Exercise directions: Report only the number of lines that contain the string "were" in the records below.
====== Given entries ======
PR #310, opened 2022-10-28
Squirrel bridge v3

emma-miler:
Adds `call` and `schedule_call` with completely automatic variadic argument pushing and threadsafe asynchronous calls
Depends on https://github.com/R2Northstar/NorthstarMods/pull/525

PR #428, opened 2023-03-03
Bring back sq_getobject and sq_getthisentity for the client and ui vm

### LINKED ISSUE #427: __sq_getobject and __sq_getthisentity are null on client and ui
it seams like they were removed at some point since `__sq_getobject` was added in #310. I don't know when it was removed or why. 

they are getting set for ui as null so they were implemented at some point.
 https://github.com/R2Northstar/NorthstarLauncher/blob/32165afe41c4cf4d3b261ee7a9c69c369253cc13/NorthstarDLL/squirrel/squirrel.cpp#L690 https://github.com/R2Northstar/NorthstarLauncher/blob/32165afe41c4cf4d3b261ee7a9c69c369253cc13/NorthstarDLL/squirrel/squirrel.cpp#L691

`sq_getobject` would be useful for some client plugins

catornot:
for some reason they were removed in pr #310.
I need `sq_getobject` for some plugins on the ui vm and since they are null, I can't use them.

would close #427 :)


uniboi (approved):
looks like the functions have been removed for client on accident

GeckoEidechse (approved):
Ok no clue why they were removed in the original PR.

(didn't test PR btw)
======
Answer area: 4